[DATA FOR THE TASK Boundary: Start]

Issue #3178, opened 2021-05-19
Error message should not be shown before new X-data form is validated


sgauruseu:
1. Open new wizard folder under "Features" site
2. Fill in the name and click on Save
3 Click + icon next to "X-data (folders only)" inside the Content Wizard form
**BUG** - This field is required should not be displayed before the saving 

![image](https://user-images.githubusercontent.com/3728712/118797996-d35af400-b8a5-11eb-8ef2-8c76de1cfb97.png)

PR #3197, opened 2021-05-26
Error message should not be shown before new X-data form is validated…

ashklianko:
… #3178

-Controlling x-data validation errors displaying: showing only when content is saved and for optional x-data only when x-data present in persisted item data
-Instantiating form context once
-Setting cloned persisted content to form context instead of same object that is set to content data forms, otherwise this object's data and x-data is modified in wizard data forms

### DIFF
--- a/modules/lib/src/main/resources/assets/js/app/wizard/ContentWizardPanel.ts
+++ b/modules/lib/src/main/resources/assets/js/app/wizard/ContentWizardPanel.ts
@@ -620,7 +620,6 @@ export class ContentWizardPanel
         return super.saveChanges().then((content: Content) => {
             const persistedItem = content.clone();
             if (liveFormPanel) {
-                this.initFormContext(persistedItem);
                 this.liveEditModel.setContent(persistedItem);
 
                 if (this.pageEditorUpdatedDuringSave) {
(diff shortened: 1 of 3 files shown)


modules/lib/src/main/resources/assets/js/app/wizard/ContentWizardPanel.ts
```diff
@@ -2038,17 +2037,19 @@ export class ContentWizardPanel
 
             this.getWizardHeader().resetBaseValues();
 
-            return content;
-        }).then((content: Content) => {
-            this.formState.setIsNew(false);
-            this.contentWizardStepForm.validate();
-            this.xDataWizardStepForms.validate(false, true);
-            this.displayValidationErrors(!this.isValid());
-
```
alansemenov, line 2047: You have moved this to `postUpdatePersistedItem` but you are not calling it...

alansemenov (changes requested):

modules/lib/src/main/resources/assets/js/app/wizard/ContentWizardPanel.ts
ashklianko: It is being called in base WizardPanel.ts

ashklianko: Also I'd mention that post save/update logic is spread into multiple methods/then clauses - one of the candidates to refactor and to be moved in some single place if possible

ashklianko:
Forgot to mention this dependency : https://github.com/enonic/lib-admin-ui/pull/1962

modules/lib/src/main/resources/assets/js/app/wizard/ContentWizardPanel.ts
alansemenov: Right

alansemenov (approved):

[DATA FOR THE TASK Boundary: End]

Output every entry exactly as it appears.

TASK RESULT:
Issue #3178, opened 2021-05-19
Error message should not be shown before new X-data form is validated


sgauruseu:
1. Open new wizard folder under "Features" site
2. Fill in the name and click on Save
3 Click + icon next to "X-data (folders only)" inside the Content Wizard form
**BUG** - This field is required should not be displayed before the saving 

![image](https://user-images.githubusercontent.com/3728712/118797996-d35af400-b8a5-11eb-8ef2-8c76de1cfb97.png)

PR #3197, opened 2021-05-26
Error message should not be shown before new X-data form is validated…

ashklianko:
… #3178

-Controlling x-data validation errors displaying: showing only when content is saved and for optional x-data only when x-data present in persisted item data
-Instantiating form context once
-Setting cloned persisted content to form context instead of same object that is set to content data forms, otherwise this object's data and x-data is modified in wizard data forms

### DIFF
--- a/modules/lib/src/main/resources/assets/js/app/wizard/ContentWizardPanel.ts
+++ b/modules/lib/src/main/resources/assets/js/app/wizard/ContentWizardPanel.ts
@@ -620,7 +620,6 @@ export class ContentWizardPanel
         return super.saveChanges().then((content: Content) => {
             const persistedItem = content.clone();
             if (liveFormPanel) {
-                this.initFormContext(persistedItem);
                 this.liveEditModel.setContent(persistedItem);
 
                 if (this.pageEditorUpdatedDuringSave) {
(diff shortened: 1 of 3 files shown)


modules/lib/src/main/resources/assets/js/app/wizard/ContentWizardPanel.ts
```diff
@@ -2038,17 +2037,19 @@ export class ContentWizardPanel
 
             this.getWizardHeader().resetBaseValues();
 
-            return content;
-        }).then((content: Content) => {
-            this.formState.setIsNew(false);
-            this.contentWizardStepForm.validate();
-            this.xDataWizardStepForms.validate(false, true);
-            this.displayValidationErrors(!this.isValid());
-
```
alansemenov, line 2047: You have moved this to `postUpdatePersistedItem` but you are not calling it...

alansemenov (changes requested):

modules/lib/src/main/resources/assets/js/app/wizard/ContentWizardPanel.ts
ashklianko: It is being called in base WizardPanel.ts

ashklianko: Also I'd mention that post save/update logic is spread into multiple methods/then clauses - one of the candidates to refactor and to be moved in some single place if possible

ashklianko:
Forgot to mention this dependency : https://github.com/enonic/lib-admin-ui/pull/1962

modules/lib/src/main/resources/assets/js/app/wizard/ContentWizardPanel.ts
alansemenov: Right

alansemenov (approved):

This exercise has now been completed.